Siffler la Marseillaise, c’est mal. La chanter, c’est pire !
Vendredi 17 Octobre 2008 à 09:01 | Lu 22257 fois I 342 commentaire(s)
Régis Soubrouillard
Régis Soubrouillard
Journaliste à Marianne, plus particulièrement chargé des questions internationales En savoir plus sur cet auteur
Trop vite, trop haut, trop fort. Avec un peu de recul, les réactions de l'exécutif aux sifflets qui ont accueilli la Marseillaise paraissent excessives. On en oublierait presque de se poser les questions qui fâchent: pourquoi un tel malaise? pourquoi des sifflets? pourquoi des hymnes?
En plus de la crise économique qui s’abat sur le pays, la France doit affronter seule un problème d’une toute autre ampleur auquel aucune des autres économies occidentales n’a eu à faire face. Lors d’un match de football amical contre la Tunisie, quelques milliers de supporters ont sifflé la Marseillaise. Si les marchés financiers ont tenu le coup, l’Etat, qui multiplie les réunions de crise, ne s’en est visiblement toujours pas remis.

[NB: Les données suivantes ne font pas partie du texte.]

PR #12571, opened 2019-12-04
Tools: Add publishing to npm next tag in nightly build

activist:
This adds publishing of nightly builds to npm using the next tag on the highcharts package on npm (meaning not a separate highcharts-nightly package on npm).


activist:
Solved via https://github.com/highcharts/highcharts/pull/12587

En deux jours, l’affaire des sifflets est montée à la Une, le président de la Fédération Française de Football a été prié de débarquer fissa à l’Elysée pour discuter avec le Big boss. Bref, la crise des sifflets venait se surajouter à la crise financière. La plupart des médias et politiques ont sauté sur cette piteuse affaire comme sur une voiture brûlée en banlieue. La droite lançant des appels à la patrie en danger pour inciter à l’unité nationale. Avec une mention spéciale pour l’inénarrable Bernard Laporte invitant l’Equipe de France à ne disputer ses matchs que devant des « publics sains »…
Supprimer les hymnes ?
Malaise social, rémanence d’un passé colonial qui n’en finit pas de ne pas passer, réflexe moutonnier propre au comportement des foules, exacerbation maintes fois constatée d’un nationalisme caractéristique du sport devenu instrument d’identification, dramatisation –hypocrite ou aveugle, c’est selon…- des enjeux par une télévision toujours plus avide de spectacle, disparition du décor festif pour un décorum quasi militaire voire religieux. Bref, les raisons susceptibles « d’expliquer » un tel comportement seraient multiples.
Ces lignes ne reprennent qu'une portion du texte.